Die französische Kulturministerin Christine Albanel hat zum Auftakt der Musikmesse Midem das französische Gesetzesvorhaben "Creation et Internet" verteidigt. Sie sehe keine Gefahr für das Gesetz von Seiten der EU. In dem Gesetz sind die viel diskutierten Netzssperren für Nutzer geregelt, die wiederholt wegen des Austauschs urheberrechtlich geschützter Daten erwischt werden. Die Überwachung dafür soll eine eigene Behörde, Haute autorité pour la diffusion des œuvres et la protection des droits sur Internet (Hadoupi), übernehmen, die bislang lediglich für Interoperabilitätsfragen zuständig war. Die Internetsperren gelten verschiedenen Kritikern, auch innerhalb des EU-Parlaments, als schwer vereinbar mit dem Grundrecht auf freie Meinungsäußerung.

"Ich sehe keinen Konflikt mit den Grundrechten", sagte Albanel gegenüber heise online. "Die Sperren sind nur von kurzer Dauer und die Betroffenen können anderweitig, etwa bei Freunden, ins Internet gehen." Allerdings sieht das Gesetz, das im März noch auf der Tagesordnung der französischen Nationalversammlung steht, eine Sperre von bis zu einem Jahr für Wiederholungstäter vor. Zudem verwies Albanel auch auf die Unmöglichkeit für den Betroffenen, sich einen neuen Provider zu suchen. Die Missetäter werden nämlich auf einer Liste geführt; mit dort aufgeführten Kunden dürfen französische Provider dann keinen neuen Vertrag machen.

Wie gut das Gesetz sich praktisch umsetzen lässt, muss sich erst noch zeigen, sagen französische Journalisten. Wie wird die geplante Behörde damit umgehen, wenn jemand schwört, dass er nicht der "Pirat" war? Wird man ihm die Installation eines Filters auferlegen? Wie wird gesichert, dass dem Triple-Play-Kunden nur der Internetzugang gesperrt wird und nicht die Telefonleitung? Und was wird das alles kosten?

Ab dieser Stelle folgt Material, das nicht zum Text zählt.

PR #3991, opened 2026-09-12
Move Surface and Transform to their own directories

JoKing-1999:
Update of #3462, part of #3421. Functionally this does nothing, but visually, imo, it makes src_c/ a much nicer place.

It cuts the number of files in there from 92 to 69, which makes it way easier to look through and find the right file, and it also groups related files together, so when you're working on one thing it's easier to change all the files you need to. For now the tests still live in their own directory, we can figure out their future later.                                                                                                                                                                                                                                                                                  

I went with these two modules because they're among the biggest ones, and also because this is part of my SIMD reorganization and they're the modules that actually implement SIMD.


aatle:
@coderabbitai make an issue only for the `Unlock the surface before the PG_GetSurfaceDetails failure return` review comment, with no assignee.

Issue #3981, opened 2026-09-10
Return `False` instead of raising `TypeError` when using `__contains__` on arbitrary object


aatle:
Currently (from checking stubs), `Color`, `Rect`, `Vector_` and `sprite.Group` have an explicit `__contains__` method.

Performing a containment check like `"a" in pygame.Vector2()` (with an object not of the expected type) leads to a `TypeError` on these, except `Group`.
However, the correct or expected behavior is for this to return `False`.

`__contains__` is intended to be functionally equivalent to `any(obj == elem for elem in self)`, and equality will simply return `False` for different types.

Interestingly, there is actually a built-in fallback for a missing `__contains__` that iterates over the object.
For example, removing `__contains__` from `Color` entirely makes `"a" in pygame.Color("red")` evaluate to `False`, unlike the current implementation.

This minor issue affects `Color`, `Rect`, and `Vector_` as far as I'm aware.
Changing it is technically a breaking change.

This issue is also why there has needed to be `# type: ignore[override]` suppressions on those `__contains__` stubs.

PR #3998, opened 2026-09-14
Remove `Rect.contains()` functionality from `Rect.__contains__()`

### LINKED ISSUE #3980: Remove undocumented `rect1 in rect2` functionality in `Rect.__contains__`
There is a currently undocumented functionality of `Rect.__contains__` where one can check if another rect is completely contained inside the rect, the same functionality provided by the original `Rect.contains()` method.
Added by https://github.com/pygame/pygame/pull/2897.

I saw this from https://github.com/pygame-community/pygame-ce/issues/3531#issuecomment-3067323931.

The `__contains__` magic method is mainly intended for checking if an item is an element of a collection. Overloading it with other functionality for syntactic sugar is not necessary and a bit confusing.

So, I think this functionality should be removed from `__contains__`.

This affects #3877, which adds a small docstring to `__contains__` referencing this behavior (though it does not appear in the generated API reference).

aatle:
Closes #3980.

Blocks #3981.

Remove the functionality that `Rect.__contains__()` would also check `Rect.contains()`.
Then, simplified `Rect` code by integrating the redundant `RectExport_contains_internal` function into the existing `RectExport_contains` function.


pydsigner:
I'm not sure this change offers enough improvement to be worth it. It's backwards incompatible, shouldn't really have an impact on maintainability or performance, and makes the library less Pythonic.

PR #213, opened 2024-02-13
Add option to only send failures

francoiscampbell:
In our use-cases, we're not interested in looking at successful test cases (and being billed for them), so we'd like an option to only send failures to the API.

This PR also fixes the `fake_example` helper that was ignoring the `status` argument and always creating failing examples.

I've tested this in our org and confirmed that it indeed only sends failed tests.

### DIFF
--- a/lib/buildkite/test_collector.rb
+++ b/lib/buildkite/test_collector.rb
@@ -39,15 +39,17 @@ module Buildkite
       attr_accessor :session
       attr_accessor :tracing_enabled
       attr_accessor :artifact_path
+      attr_accessor :failures_only
       attr_accessor :env
       attr_accessor :batch_size
     end
 
-    def self.configure(hook:, token: nil, url: nil, tracing_enabled: true, artifact_path: nil, env: {})
+    def self.configure(hook:, token: nil, url: nil, tracing_enabled: true, artifact_path: nil, failures_only: false, env: {})
       self.api_token = (token || ENV["BUILDKITE_ANALYTICS_TOKEN"])&.strip
       self.url = url || DEFAULT_URL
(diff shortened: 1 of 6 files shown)


lib/buildkite/test_collector.rb
```diff
@@ -39,15 +39,17 @@ class << self
       attr_accessor :session
       attr_accessor :tracing_enabled
       attr_accessor :artifact_path
+      attr_accessor :failures_only
       attr_accessor :env
       attr_accessor :batch_size
     end
 
-    def self.configure(hook:, token: nil, url: nil, tracing_enabled: true, artifact_path: nil, env: {})
+    def self.configure(hook:, token: nil, url: nil, tracing_enabled: true, artifact_path: nil, failures_only: false, env: {})
```
francoiscampbell, line 47: I don't know if adding the arg in the middle of the sequence will cause failures, but the readme says to use named args, so it should be fine?

pda: That should be fine, I don't believe there's any way any caller could be using this method in an order-dependent way 👍🏼

pda:
@francoiscampbell Out of product-and-pricing curiosity, is the “and being billed for them” aspect the only significant downside to uploading all tests including those that passed? Or are there other reasons too?

There's a lot of value that we can today and will in future offer that relies on full awareness of the test suite (for example, flaky test detection needs to see that a test passed and failed without code changes in between). We'd love to get more feedback on how pricing fits into that. Perhaps we can can get in touch privately to get your thoughts?

francoiscampbell:
After discussing with the Buildkite Test Analytics team, this option isn't compatible with the roadmap for the product.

Albanel begründete die Sperren als Teil einer Gesamtstrategie, mit der die zunehmende Krise der Musikbranche abgewendet werden solle. Die von der Ministerin bezifferten Umsatzrückgänge im vergangenen Jahr belaufen sich auf 15 Prozent. Seit 2003 sei der Musikmarkt um die Hälfte geschrumpft. Mit "Creation Internet" wolle man daher den im Entstehen begriffenen neuen digitalen Musikmarkt unterstützen, auch durch den Kampf gegen die Piraterie. Albanel begrüßte in diesem Zusammenhang das Entgegenkommen der großen Musikstudios, auf Digital Rights Management (DRM) zu verzichten.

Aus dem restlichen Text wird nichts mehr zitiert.